Greece has called a snap election to be held next month, launching a campaign that may produce no clear winner and threaten implementation of the international bailout plan that saved the nation from bankruptcy.
Prime minister Lucas Papademos announced the May 6th date today after meeting the president and his interim cabinet, which he said had done its job by securing the bailout and a landmark debt restructuring last month.
"Greece is in the middle of a difficult path," he said in a televised address to the nation. "The choices we make will not only determine which government will be formed after the election but Greece's course in decades to come."
Mr Papademos, a former central banker called in last year when a socialist government collapsed, told his ministers he hoped a new parliament, which must pass a slew of tough reforms to secure payments under the bailout, would convene by May 17th.
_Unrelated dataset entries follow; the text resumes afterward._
PR #455, opened 2025-07-25
chore: ai cookbook init-ai-docs

Zacholme7:
## Issue Addressed
N/A

## Proposed Changes

This is an alternative to #451 that uses the [init ai docs](https://github.com/ethpandaops/ai-cookbook/tree/master/scripts) script from the ethpandaops team. With this, you start a claude session with [prime-context](https://github.com/ethpandaops/ai-cookbook/tree/master?tab=readme-ov-file#prime-context)

This is extremely in depth, not sure if we want something this large and comprehensive or keep it simple


diegomrsantos:
19k lines?

Zacholme7:
@diegomrsantos yeah I didnt know it was so in depth, thats why I said im not sure we want something this in depth

diegomrsantos:
> @diegomrsantos yeah I didnt know it was so in depth, thats why I said im not sure we want something this in depth

IMO it's way too much. What's the issue with the other approach? If it's too simple, we can ask Claude to add more content.

Zacholme7:
No issue, I just didnt know if we wanted something more in depth and I figured we could give this a try. Obviously an LLM will be way more effective priming its context with this approach and hence do better work on the codebase, but ya 20k lines is a lot

Issue #255, opened 2025-04-14
Update ports in ENR


dknopik:
We want to keep our ENR up to date, so we want to listen to discv5's SocketUpdated and libp2p's NewListenAddr and update our ENRs accordingly, unless the user has requested values explicitly. This can happen e.g. for solo stakers that get a fresh IP from their ISP.

Check Lighthouse for inspiration. This could also be done as part of an effort to generalise the discovery behaviour for inclusion in libp2p.

PR #457, opened 2025-07-28
feat(networking): update ports in ENR

petarjuki7:
## Issue Addressed

Addresses issue #255 

## Proposed Changes

Much of the logic insipred by Lighthouse.
Listening on discv5's `SocketUpdated` event and updating the local ENR socket.
Listening on libp2p's `NewListenAddr` and updating the ENR accordingly.

## Additional Info

Needed to finish #444


anchor/network/src/discovery.rs
```diff
@@ -257,14 +260,14 @@ impl Discovery {
             }
         }
 
-        // TODO: update local ports from libp2p events
+        // Update local ports from libp2p events
         // https://github.com/sigp/anchor/issues/255
```
dknopik: The link to the issue can also be removed now that it is addressed.

anchor/network/src/discovery.rs
```diff
@@ -337,6 +340,84 @@ impl Discovery {
...
+                // The field is already set to the same value, nothing to do
+                return Ok(false);
+            }
+            "quic"
+        };
+        let current_field = self.discv5.external_enr().read().quic4();
+        if current_field == Some(port) {
+            // The current field is already set, no need to update.
+            return Ok(false);
+        }
```
dknopik: I think this is accidentally duplicated with above?

anchor/network/src/discovery.rs
```diff
@@ -337,6 +340,84 @@ impl Discovery {
...
+    /// This is with caution. Discovery should automatically maintain this. This should only be
+    /// used when automatic discovery is disabled.
+    pub fn update_enr_udp_socket(&mut self, socket_addr: SocketAddr) -> Result<(), String> {
+        const IS_TCP: bool = false;
+        if self.discv5.update_local_enr_socket(socket_addr, IS_TCP) {
+            // persist modified enr to disk
+            save_enr_to_disk(Path::new(&self.enr_dir), &self.discv5.local_enr());
+        }
+        Ok(())
+    }
```
dknopik: This seems to be unused? Interestingly it is also unused in Lighthouse... I think we can get rid of it.

anchor/network/src/network.rs
```diff
@@ -215,15 +215,100 @@ impl<R: MessageReceiver> Network<R> {
...
                                 peer_id
                             );
-                        }
+                        },
+                        SwarmEvent::NewListenAddr { listener_id, address } => {
+                            trace!(
+                                ?listener_id,
+                                ?address,
+                                "Received NewListenAddr event from swarm"
+                            );
```
dknopik: Let's move everything in this branch to a new function.

anchor/network/src/discovery.rs
```diff
@@ -497,6 +582,30 @@ impl NetworkBehaviour for Discovery {
             // return the result to the peer manager
             return Poll::Ready(ToSwarm::GenerateEvent(DiscoveredPeers { peers }));
         }
+
+        match self.event_stream {
+            EventStream::Present(ref mut receiver) => {
+                while let Poll::Ready(Some(event)) = receiver.poll_recv(cx) {
+                    match event {
+                        discv5::Event::Discovered(_enr) => {}
```
dknopik: Remove this empty branch, will be caught by the fallback `_ => {}` below.

anchor/network/src/discovery.rs
```diff
@@ -337,6 +340,84 @@ impl Discovery {
...
+        // persist modified enr to disk
+        save_enr_to_disk(Path::new(&self.enr_dir), &self.discv5.local_enr());
+        Ok(true)
+    }
+
+    // TODO: Group these functions here once the ENR is shared across discv5 and lighthouse and
+    // Lighthouse can modify the ENR directly.
+    // This currently doesn't support ipv6. All of these functions should be removed and
+    // addressed properly in the following issue.
+    // https://github.com/sigp/lighthouse/issues/4706
```
dknopik: I think this LH specific comment can be removed. It references the `NetworkGlobals`, which we do not have.

dknopik (changes requested):
Thanks for the PR!

anchor/network/src/discovery.rs
petarjuki7: Yeah true, noticed that as well, just left it for completness. Will remove

anchor/network/src/discovery.rs
```diff
@@ -484,6 +545,7 @@ impl NetworkBehaviour for Discovery {
     ) {
     }
 
+    #[allow(clippy::single_match)]
```
petarjuki7, line 550: I'd rather keep it a single match, so it shows there are more variants we are ignoring for now.
I can change it to a `if let Some(event)...` if needed, no problem.

anchor/network/src/discovery.rs
```diff
@@ -337,6 +339,61 @@ impl Discovery {
         }
     }
 
+    /// Updates the local ENR TCP port.
```
diegomrsantos:
```rust
    /// Internal helper that updates a single ENR port field (IPv4 or IPv6) if it differs.
    ///
    /// - `desired_port` is the port we want to have in the ENR.
    /// - `is_ipv6` selects the v6 accessor/key when `true`, otherwise v4.
    /// - `key_v4` / `key_v6` are the ENR key names to write (e.g. `"tcp"` / `"tcp6"`).
    /// - `current_v4` / `current_v6` are accessors that read the current port
    ///   from the external ENR (`tcp4()`, `tcp6()`, `quic4()`, `quic6()`, etc.).
    ///
    /// Returns:
    /// - `Ok(true)`  — field updated and ENR persisted to disk.
    /// - `Ok(false)` — no change required (already set to `desired_port`).
    /// - `Err(_)`    — failed to write into the ENR.
    fn update_enr_port<Fv4, Fv6>(
        &mut self,
        desired_port: u16,
        is_ipv6: bool,
        key_v4: &'static str,
        key_v6: &'static str,
        current_v4: Fv4,
        current_v6: Fv6,
    ) -> Result<bool, String>
    where
        Fv4: Fn(&Enr<CombinedKey>) -> Option<u16>,
        Fv6: Fn(&Enr<CombinedKey>) -> Option<u16>,
    {
        // Check if the value is already set.
        {
            let external_enr = self.discv5.external_enr().read();
            let already_set = if is_ipv6 {
                current_v6(&external_enr) == Some(desired_port)
            } else {
                current_v4(&external_enr) == Some(desired_port)
            };
            if already_set {
                return Ok(false);
            }
        }

        // Update the appropriate ENR key.
        let enr_key = if is_ipv6 { key_v6 } else { key_v4 };
        self.discv5
            .enr_insert(enr_key, &desired_port)
            .map_err(|e| format!("{e:?}"))?;

        // Persist modified ENR to disk.
        save_enr_to_disk(Path::new(&self.enr_dir), &self.discv5.local_enr());
        Ok(true)
    }

    /// Update the ENR **TCP** port (IPv4 or IPv6).
    ///
    /// This only updates the port field in the ENR and **does not** modify the address.
    /// Discovery is expected to update the external address automatically.
    /// If you need to change the external address, use `update_enr_udp_socket`.
    ///
    /// Returns `Ok(true)` if the ENR was changed and persisted, `Ok(false)` if the
    /// existing value already matches `port`.
    pub fn update_enr_tcp_port(&mut self, port: u16, is_ipv6: bool) -> Result<bool, String> {
        self.update_enr_port(port, is_ipv6, "tcp", "tcp6", |e| e.tcp4(), |e| e.tcp6())
    }

    /// Update the ENR **QUIC** port (IPv4 or IPv6).
    ///
    /// This only updates the port field in the ENR and **does not** modify the address.
    /// Discovery is expected to update the external address automatically.
    /// If you need to change the external address, use `update_enr_udp_socket`.
    ///
    /// Returns `Ok(true)` if the ENR was changed and persisted, `Ok(false)` if the
    /// existing value already matches `port`.
    pub fn update_enr_quic_port(&mut self, port: u16, is_ipv6: bool) -> Result<bool, String> {
        self.update_enr_port(port, is_ipv6, "quic", "quic6", |e| e.quic4(), |e| e.quic6())
    }
}
```

dknopik: wdyt about keeping the `if is_ipv6` in `update_enr_tcp_port` and `update_enr_quic_port`? Then we only have the parameters `desired_port`, `key` and `current` to the main function, which seems easier to understand

anchor/network/src/discovery.rs
```diff
@@ -497,6 +559,29 @@ impl NetworkBehaviour for Discovery {
...
+            EventStream::Present(ref mut receiver) => {
+                while let Poll::Ready(Some(event)) = receiver.poll_recv(cx) {
+                    match event {
+                        discv5::Event::SocketUpdated(socket_addr) => {
+                            info!(ip = %socket_addr.ip(), udp_port = %socket_addr.port(),"Address updated");
+
+                            if (self.update_ports.tcp4 && socket_addr.is_ipv4())
+                                || (self.update_ports.tcp6 && socket_addr.is_ipv6())
+                            {
+                                self.discv5.update_local_enr_socket(socket_addr, true);
```
diegomrsantos: Why do we have to call `update_local_enr_socket` if `SocketUpdated` is described as  `/// Our local ENR IP address has been updated.`

anchor/network/src/discovery.rs
```diff
@@ -337,6 +339,61 @@ impl Discovery {
         }
     }
 
+    /// Updates the local ENR TCP port.
+    /// There currently isn't a case to update the address here. We opt for discovery to
+    /// automatically update the external address.
+    ///
+    /// If the external address needs to be modified, use `update_enr_udp_socket.
```
diegomrsantos: Why does Discovery automatically update only the IP, and do we need to update the port?

anchor/network/src/discovery.rs
diegomrsantos: Then we would keep some duplication. IMO, the current code isn't that hard to understand, but I don't have a strong opinion.

anchor/network/src/discovery.rs
petarjuki7: If I'm reading the `discv5` code correctly, the `SocketUpdated` event is emitted when only the UDP port is updated, with this we update our TCP port.

https://github.com/sigp/discv5/blob/ac91ad48e398665ef251746adcc68c5ed490854c/src/service.rs#L917-L933

anchor/network/src/discovery.rs
petarjuki7: If I understand correctly, discv5 automatically updates the IP and the UDP port in the ENR, but we have to manually update the TCP port because discv5 only manages UDP sockets.

anchor/network/src/discovery.rs
petarjuki7: I combined the two aproaches, the closures were elegant but maybe a bit hard to reason about at first glance IMO, can change it either way

anchor/network/src/discovery.rs
diegomrsantos: I see, thanks. The event and comment in `discv5` should be changed to make it clear.

petarjuki7: True, I agree

diegomrsantos: I believe that after this event, the IP address and the UDP port have been updated. `self.discv5.update_local_enr_socket(socket_addr, true)` updates the IP address and the TCP port, but it doesn't update the QUIC one. Would it be sufficient to update only the TCP and QUIC ports instead?

petarjuki7: Afaik the `discv5` doesn't "speak" QUIC, that's why we dont update it. We update it when we get the `NewListenAddr` event from libp2p because we can directly check if the QUIC port changed. We can maybe assume and update it here also, but this `SocketUpdated` event doesn't tell us about QUIC

diegomrsantos: discv5 doesn't know anything about the TCP port either

petarjuki7: True... This is the way it was done in Lighthouse so I took it as inspiration, should I also do `update_enr_quic_port()` here?

diegomrsantos: Thinking more about it, we can't set the discv5 UDP and QUIC port to the same value. I believe LH sets the TCP port here as a way to improve connectivity for nodes behind a NAT. But does nothing for QUIC. @AgeManning could you please clarify?

diegomrsantos:
@petarjuki7 

What do you think about using only one function to update the port?

```rust
    /// Try to update an ENR port based on port type and configuration.
    ///
    /// This method centralizes all port update logic in one place:
    /// 1. Checks if updates are allowed for this port type
    /// 2. Gets current port value from ENR
    /// 3. Updates the port if needed
    /// 4. Persists changes to disk
    ///
    /// Parameters:
    /// - `is_tcp`: Whether this is a TCP port (true) or QUIC port (false)
    /// - `is_ipv6`: Whether this is an IPv6 port (true) or IPv4 port (false)
    /// - `port`: The new port value to set
    ///
    /// Returns:
    /// - `Ok(true)`: Port was updated and persisted to disk
    /// - `Ok(false)`: No update was needed (config disallows it or port already matches)
    /// - `Err(String)`: Update failed with the given error message
    pub fn try_update_port(&mut self, is_tcp: bool, is_ipv6: bool, new_port: u16) -> Result<bool, String> {
        
        let (read_fn, key): (fn(&_) -> Option<u16>, &str) = match (is_tcp, is_ipv6) {
            (true, false) if self.update_ports.tcp4 => (Enr::tcp4, "tcp"),
            (true, true) if self.update_ports.tcp6 => (Enr::tcp6, "tcp6"),
            (false, false) if self.update_ports.quic4 => (Enr::quic4, "quic4"),
            (false, true) if self.update_ports.quic6 => (Enr::quic6, "quic6"),
            _ => return Ok(false)
        };
        let port_opt = read_fn(&self.discv5.external_enr().read());

        if port_opt == Some(new_port) {
            return Ok(false);
        }
        
        self.discv5
            .enr_insert(key, &new_port)
            .map_err(|e| format!("{e:?}"))?;

        save_enr_to_disk(Path::new(&self.enr_dir), &self.discv5.local_enr());
        
        Ok(true)
    }
  ```

**Comment by diegomrsantos** [comment]
Hi @petarjuki7 , are you still interested in completing this, or can I go ahead and continue?

**Comment by petarjuki7** [comment]
> Hi @petarjuki7 , are you still interested in completing this, or can I go ahead and continue?

Hi, if it's fine you can continue. Thanks @diegomrsantos

File: anchor/network/src/discovery.rs [hunk 11]
```diff
@@ -497,6 +545,42 @@ impl NetworkBehaviour for Discovery {
...
+            EventStream::Present(receiver) => {
+                while let Poll::Ready(Some(event)) = receiver.poll_recv(cx) {
+                    match event {
+                        discv5::Event::SocketUpdated(socket_addr) => {
+                            info!(ip = %socket_addr.ip(), udp_port = %socket_addr.port(),"Address updated");
+
+                            let was_updated = if socket_addr.is_ipv4() {
+                                self.try_update_port(true, false, socket_addr.port())
+                            } else {
+                                self.try_update_port(true, true, socket_addr.port())
```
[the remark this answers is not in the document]
diegomrsantos: The UDP has been updated already. We are assuming the external port is the same for TCP.

anchor/network/src/discovery.rs
```diff
@@ -489,6 +561,29 @@ impl NetworkBehaviour for Discovery {
             // return the result to the peer manager
             return Poll::Ready(ToSwarm::GenerateEvent(DiscoveredPeers { peers }));
         }
+
+        while let Some(event) = self.event_stream.recv(cx) {
```
dknopik, line 565: The syntax is now nicer here by pulling the event stream handling into its own function

anchor/network/src/discovery.rs
```diff
@@ -105,6 +107,24 @@ enum EventStream {
     InActive,
 }
 
+impl EventStream {
+    fn recv(&mut self, cx: &mut Context) -> Option<discv5::Event> {
+        if let EventStream::Awaiting(future) = self
+            && let Poll::Ready(Ok(receiver)) = future.as_mut().poll(cx)
+        {
+            *self = EventStream::Present(receiver);
+        }
```
dknopik, line 116: I added this as we else never actually have a present `EventStream`

dknopik (commented):
I found a bug while improving the code and decide to just push it instead of describing it:

anchor/network/src/discovery.rs
diegomrsantos: Could you elaborate more?

diegomrsantos (approved):
Thanks @petarjuki7 for starting this.

anchor/network/src/discovery.rs
dknopik: When we construct `Discovery`, we put an `EventStream::Awaiting` into `event_stream`. We need to convert it into an `EventStream::Present` somewhere.

dknopik (approved):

"The last months proved that faced with great problems and huge risks we can cooperate and overcome our differences," he said.
But the first elections since the debt crisis exploded at the end of 2009, dragging the country into its worst recession since World War II and shaking the euro, may be followed by protracted coalition negotiations.
The conservative New Democracy and the Socialist PASOK parties - which backed the Mr Papademos government - have lost public support for endorsing the bailout plan, and may not win enough votes to form a new coalition.
Opinion polls show that small parties which oppose the steep wage and pension cuts imposed by the European Union and IMF in return for aid are gaining ground. A public angry with the cuts has taken to the streets over the past two years in protests that have often turned violent.
Party leaders have already started unofficial campaigning, with conservative leader Antonis Samaras, whose party is ahead in all opinion polls, telling supporters over the weekend that he would raise low pensions and create jobs.
"Greece is now the worst condition it has ever been during times of peace," Samaras said on Wednesday. "Greek people will have the chance to determine their future in this election."
Recent opinion polls show his New Democracy party would win between 18 and 25 per cent of the vote, ahead of PASOK's 11-16 per cent but far behind the socialists' sweeping 43.9 per cent in the pre-crisis election of October 2009.
Mr Samaras has said repeatedly that he is aiming for an outright majority and has warned that he might trigger a repeat election if he does not get enough votes.
Both New Democracy and PASOK back EU/IMF reforms such as opening up of closed professions, slashing the public sector workforce by a fifth and cutting pensions, but Mr Samaras said he would renegotiate some parts of the plan.